*** Data records ***
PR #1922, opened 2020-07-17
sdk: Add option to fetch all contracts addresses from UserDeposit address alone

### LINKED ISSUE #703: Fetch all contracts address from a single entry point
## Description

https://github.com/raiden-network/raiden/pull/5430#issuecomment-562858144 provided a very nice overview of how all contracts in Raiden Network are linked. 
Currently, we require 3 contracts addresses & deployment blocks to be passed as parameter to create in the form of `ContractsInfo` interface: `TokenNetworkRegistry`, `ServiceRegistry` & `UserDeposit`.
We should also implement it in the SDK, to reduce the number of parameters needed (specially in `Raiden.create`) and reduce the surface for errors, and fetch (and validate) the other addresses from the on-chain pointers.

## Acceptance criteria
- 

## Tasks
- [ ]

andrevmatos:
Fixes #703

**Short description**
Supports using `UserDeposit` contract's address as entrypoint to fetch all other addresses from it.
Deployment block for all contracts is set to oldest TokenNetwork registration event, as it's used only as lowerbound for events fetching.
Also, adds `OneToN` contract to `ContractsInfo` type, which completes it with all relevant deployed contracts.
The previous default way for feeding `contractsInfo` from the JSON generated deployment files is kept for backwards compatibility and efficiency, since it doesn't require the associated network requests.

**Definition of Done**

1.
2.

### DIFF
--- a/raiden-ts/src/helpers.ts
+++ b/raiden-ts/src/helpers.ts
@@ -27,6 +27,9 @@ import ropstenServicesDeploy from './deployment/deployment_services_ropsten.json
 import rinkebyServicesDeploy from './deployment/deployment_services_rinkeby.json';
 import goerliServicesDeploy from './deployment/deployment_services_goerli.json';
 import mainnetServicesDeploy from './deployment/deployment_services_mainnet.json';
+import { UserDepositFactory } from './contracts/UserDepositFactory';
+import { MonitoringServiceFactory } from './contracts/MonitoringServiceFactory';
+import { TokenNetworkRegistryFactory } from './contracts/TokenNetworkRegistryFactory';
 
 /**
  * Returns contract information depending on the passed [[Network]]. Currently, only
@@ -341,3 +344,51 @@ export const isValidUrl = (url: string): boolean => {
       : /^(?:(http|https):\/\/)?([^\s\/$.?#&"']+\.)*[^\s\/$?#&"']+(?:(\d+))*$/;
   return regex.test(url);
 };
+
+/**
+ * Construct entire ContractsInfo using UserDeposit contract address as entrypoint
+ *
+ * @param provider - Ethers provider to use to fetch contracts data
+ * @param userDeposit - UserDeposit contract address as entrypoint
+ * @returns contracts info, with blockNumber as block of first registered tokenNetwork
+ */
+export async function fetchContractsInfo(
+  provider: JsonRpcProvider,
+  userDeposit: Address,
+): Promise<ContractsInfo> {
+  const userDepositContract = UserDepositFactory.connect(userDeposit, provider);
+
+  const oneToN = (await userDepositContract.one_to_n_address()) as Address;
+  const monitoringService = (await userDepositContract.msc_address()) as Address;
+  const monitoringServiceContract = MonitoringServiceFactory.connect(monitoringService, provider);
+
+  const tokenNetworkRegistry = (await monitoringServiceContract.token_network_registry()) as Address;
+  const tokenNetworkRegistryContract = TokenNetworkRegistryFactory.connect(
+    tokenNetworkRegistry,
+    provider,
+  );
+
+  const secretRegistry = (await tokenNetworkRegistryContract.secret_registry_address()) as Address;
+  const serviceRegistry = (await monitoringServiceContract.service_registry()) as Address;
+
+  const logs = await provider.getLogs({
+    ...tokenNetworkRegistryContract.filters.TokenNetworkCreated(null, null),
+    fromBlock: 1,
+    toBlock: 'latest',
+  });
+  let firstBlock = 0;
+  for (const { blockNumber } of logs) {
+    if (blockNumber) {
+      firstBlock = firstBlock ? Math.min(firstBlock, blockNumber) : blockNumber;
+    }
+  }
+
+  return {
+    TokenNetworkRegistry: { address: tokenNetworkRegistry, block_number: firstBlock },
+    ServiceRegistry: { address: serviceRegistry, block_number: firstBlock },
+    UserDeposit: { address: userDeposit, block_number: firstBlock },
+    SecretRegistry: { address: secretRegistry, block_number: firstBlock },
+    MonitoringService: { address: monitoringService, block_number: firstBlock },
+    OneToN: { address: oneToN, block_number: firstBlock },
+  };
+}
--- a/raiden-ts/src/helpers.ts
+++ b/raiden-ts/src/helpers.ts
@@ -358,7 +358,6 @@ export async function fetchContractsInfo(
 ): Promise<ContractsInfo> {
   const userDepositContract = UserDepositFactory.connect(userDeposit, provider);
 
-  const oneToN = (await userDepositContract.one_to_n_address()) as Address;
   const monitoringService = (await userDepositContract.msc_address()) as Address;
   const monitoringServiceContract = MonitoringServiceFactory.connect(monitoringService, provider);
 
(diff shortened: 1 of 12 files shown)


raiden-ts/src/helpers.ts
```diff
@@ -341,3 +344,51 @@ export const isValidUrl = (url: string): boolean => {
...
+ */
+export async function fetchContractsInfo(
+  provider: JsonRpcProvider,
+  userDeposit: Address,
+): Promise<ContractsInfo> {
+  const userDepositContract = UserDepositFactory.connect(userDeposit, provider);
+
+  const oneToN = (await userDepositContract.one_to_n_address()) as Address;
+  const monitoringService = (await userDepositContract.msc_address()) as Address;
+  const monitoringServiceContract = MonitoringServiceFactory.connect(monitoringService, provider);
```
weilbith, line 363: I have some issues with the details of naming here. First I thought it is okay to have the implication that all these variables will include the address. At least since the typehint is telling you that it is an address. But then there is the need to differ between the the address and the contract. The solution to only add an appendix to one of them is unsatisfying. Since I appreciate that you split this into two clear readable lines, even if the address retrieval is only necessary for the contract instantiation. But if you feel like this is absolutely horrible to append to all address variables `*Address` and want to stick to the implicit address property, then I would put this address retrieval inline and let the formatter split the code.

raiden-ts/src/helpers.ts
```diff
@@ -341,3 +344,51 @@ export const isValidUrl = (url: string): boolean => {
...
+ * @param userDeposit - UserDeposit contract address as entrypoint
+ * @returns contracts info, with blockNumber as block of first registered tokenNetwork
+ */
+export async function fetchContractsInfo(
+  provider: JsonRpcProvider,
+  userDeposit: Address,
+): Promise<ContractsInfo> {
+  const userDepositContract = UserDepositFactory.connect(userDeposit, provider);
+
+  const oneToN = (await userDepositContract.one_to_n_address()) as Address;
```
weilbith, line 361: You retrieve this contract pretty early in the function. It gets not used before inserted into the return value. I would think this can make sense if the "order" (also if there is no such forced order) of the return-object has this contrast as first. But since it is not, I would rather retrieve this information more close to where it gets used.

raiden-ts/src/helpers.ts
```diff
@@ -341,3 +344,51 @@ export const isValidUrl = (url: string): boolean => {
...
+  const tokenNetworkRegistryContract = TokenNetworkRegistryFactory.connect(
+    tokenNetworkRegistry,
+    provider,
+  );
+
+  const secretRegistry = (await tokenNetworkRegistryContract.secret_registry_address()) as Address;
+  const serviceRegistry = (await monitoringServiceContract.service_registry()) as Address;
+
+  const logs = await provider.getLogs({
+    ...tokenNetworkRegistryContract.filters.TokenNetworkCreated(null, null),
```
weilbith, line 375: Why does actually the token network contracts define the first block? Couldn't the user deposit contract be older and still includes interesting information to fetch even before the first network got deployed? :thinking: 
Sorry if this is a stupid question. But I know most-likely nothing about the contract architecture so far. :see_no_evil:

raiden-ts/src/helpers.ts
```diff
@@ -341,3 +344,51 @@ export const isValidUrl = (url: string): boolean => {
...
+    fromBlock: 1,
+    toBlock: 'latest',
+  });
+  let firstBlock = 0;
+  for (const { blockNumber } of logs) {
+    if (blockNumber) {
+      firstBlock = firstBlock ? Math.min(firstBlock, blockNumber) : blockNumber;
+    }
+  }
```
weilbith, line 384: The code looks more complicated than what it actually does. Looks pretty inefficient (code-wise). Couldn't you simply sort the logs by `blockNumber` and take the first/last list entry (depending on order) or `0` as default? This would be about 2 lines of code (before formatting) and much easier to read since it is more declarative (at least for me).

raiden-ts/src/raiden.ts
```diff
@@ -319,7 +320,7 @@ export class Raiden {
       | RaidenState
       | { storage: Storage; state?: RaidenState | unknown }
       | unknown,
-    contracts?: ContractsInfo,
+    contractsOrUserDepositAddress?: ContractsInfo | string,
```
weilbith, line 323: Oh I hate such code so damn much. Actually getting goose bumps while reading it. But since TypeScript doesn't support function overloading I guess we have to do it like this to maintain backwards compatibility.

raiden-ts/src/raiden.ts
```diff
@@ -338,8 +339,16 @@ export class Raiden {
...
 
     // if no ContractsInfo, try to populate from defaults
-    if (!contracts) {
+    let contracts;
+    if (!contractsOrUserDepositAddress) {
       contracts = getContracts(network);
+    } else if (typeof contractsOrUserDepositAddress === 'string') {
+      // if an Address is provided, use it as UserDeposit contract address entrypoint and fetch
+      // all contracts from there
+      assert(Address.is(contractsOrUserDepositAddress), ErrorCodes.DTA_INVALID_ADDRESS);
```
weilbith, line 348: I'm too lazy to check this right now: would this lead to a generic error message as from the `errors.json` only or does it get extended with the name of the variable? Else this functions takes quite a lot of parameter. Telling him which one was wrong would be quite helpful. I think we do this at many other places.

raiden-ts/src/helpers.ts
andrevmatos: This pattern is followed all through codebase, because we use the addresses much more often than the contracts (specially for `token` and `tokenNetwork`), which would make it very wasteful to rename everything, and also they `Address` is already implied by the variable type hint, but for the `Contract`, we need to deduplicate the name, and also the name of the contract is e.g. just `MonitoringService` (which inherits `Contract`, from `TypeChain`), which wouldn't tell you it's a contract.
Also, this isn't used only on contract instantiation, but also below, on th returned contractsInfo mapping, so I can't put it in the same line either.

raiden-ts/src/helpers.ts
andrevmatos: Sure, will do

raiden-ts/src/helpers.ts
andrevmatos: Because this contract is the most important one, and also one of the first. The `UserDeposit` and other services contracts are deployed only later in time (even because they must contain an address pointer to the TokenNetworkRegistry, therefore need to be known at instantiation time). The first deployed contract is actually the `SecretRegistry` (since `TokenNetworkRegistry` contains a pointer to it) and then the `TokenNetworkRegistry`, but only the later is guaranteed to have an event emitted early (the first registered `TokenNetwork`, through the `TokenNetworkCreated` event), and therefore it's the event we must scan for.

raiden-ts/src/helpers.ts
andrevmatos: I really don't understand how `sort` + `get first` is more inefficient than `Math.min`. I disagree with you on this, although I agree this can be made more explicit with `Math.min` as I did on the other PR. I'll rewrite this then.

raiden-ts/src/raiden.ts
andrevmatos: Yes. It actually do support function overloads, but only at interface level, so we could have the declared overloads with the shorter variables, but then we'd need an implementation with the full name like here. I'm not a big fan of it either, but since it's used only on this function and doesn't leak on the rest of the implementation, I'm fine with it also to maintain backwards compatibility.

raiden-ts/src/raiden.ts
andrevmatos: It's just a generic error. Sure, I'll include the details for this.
*** End of Data records ***
*** Data records ***
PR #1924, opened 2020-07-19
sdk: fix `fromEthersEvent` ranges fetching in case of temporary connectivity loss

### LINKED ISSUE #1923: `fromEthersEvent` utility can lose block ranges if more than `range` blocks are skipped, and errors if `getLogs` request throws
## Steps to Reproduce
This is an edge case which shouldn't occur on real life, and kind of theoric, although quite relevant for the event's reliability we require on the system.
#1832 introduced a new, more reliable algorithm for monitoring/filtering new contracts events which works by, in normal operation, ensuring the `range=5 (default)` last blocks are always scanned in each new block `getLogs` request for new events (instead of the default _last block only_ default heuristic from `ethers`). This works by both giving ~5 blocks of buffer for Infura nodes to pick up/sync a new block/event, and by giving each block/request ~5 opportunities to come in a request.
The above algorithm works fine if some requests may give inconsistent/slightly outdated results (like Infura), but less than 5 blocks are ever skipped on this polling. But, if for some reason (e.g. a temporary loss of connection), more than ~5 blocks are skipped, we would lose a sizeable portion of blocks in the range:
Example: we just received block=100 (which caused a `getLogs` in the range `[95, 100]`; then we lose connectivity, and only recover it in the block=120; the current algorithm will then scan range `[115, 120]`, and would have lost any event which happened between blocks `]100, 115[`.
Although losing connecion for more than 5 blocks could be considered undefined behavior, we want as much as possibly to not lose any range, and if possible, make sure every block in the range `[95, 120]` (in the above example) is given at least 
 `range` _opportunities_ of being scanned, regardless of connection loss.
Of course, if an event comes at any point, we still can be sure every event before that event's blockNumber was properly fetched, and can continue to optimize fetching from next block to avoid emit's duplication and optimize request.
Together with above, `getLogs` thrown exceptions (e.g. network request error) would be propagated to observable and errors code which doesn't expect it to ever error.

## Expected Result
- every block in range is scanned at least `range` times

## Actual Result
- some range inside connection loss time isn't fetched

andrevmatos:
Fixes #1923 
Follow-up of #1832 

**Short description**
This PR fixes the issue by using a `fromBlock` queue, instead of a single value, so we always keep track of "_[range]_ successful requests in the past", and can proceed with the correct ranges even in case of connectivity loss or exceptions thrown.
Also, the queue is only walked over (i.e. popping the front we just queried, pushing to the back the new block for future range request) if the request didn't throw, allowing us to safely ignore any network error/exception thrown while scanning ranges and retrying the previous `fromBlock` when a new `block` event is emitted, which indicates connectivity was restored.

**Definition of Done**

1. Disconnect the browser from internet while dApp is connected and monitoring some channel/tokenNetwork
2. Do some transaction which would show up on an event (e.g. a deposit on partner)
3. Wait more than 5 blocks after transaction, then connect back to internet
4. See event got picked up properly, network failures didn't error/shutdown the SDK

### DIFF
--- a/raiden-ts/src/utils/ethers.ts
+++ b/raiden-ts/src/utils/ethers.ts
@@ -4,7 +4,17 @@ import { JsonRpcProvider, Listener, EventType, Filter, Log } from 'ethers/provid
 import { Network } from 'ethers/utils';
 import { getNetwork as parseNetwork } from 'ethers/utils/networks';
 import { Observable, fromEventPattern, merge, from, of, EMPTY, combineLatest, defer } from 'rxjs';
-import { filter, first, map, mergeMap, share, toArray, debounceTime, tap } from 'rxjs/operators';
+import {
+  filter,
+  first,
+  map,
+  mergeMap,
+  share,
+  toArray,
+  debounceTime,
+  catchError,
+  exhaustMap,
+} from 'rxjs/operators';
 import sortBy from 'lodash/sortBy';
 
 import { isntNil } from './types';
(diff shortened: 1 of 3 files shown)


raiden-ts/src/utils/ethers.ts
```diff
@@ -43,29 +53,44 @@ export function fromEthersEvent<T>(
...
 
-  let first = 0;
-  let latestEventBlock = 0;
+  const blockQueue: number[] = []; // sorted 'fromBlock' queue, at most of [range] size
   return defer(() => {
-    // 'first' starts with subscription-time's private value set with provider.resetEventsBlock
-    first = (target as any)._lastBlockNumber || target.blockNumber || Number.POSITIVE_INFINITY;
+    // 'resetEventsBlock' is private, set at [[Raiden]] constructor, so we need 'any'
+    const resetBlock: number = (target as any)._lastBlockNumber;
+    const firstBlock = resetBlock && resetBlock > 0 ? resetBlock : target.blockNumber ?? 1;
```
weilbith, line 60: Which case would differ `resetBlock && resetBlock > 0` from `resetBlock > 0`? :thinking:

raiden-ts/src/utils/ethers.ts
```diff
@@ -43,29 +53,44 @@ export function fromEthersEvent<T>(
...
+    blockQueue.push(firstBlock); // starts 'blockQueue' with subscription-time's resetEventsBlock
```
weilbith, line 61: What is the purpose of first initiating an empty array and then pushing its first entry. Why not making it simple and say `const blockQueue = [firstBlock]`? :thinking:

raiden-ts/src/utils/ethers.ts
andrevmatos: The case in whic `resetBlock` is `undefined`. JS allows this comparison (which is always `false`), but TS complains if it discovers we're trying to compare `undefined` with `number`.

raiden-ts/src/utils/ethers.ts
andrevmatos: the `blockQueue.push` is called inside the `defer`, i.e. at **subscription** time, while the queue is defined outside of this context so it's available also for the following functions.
*** End of Data records ***
> _Problem requirements_
Filter by the word "toArray": copy every line of the data that holds it.

> _Result for this task_
-import { filter, first, map, mergeMap, share, toArray, debounceTime, tap } from 'rxjs/operators';
+  toArray,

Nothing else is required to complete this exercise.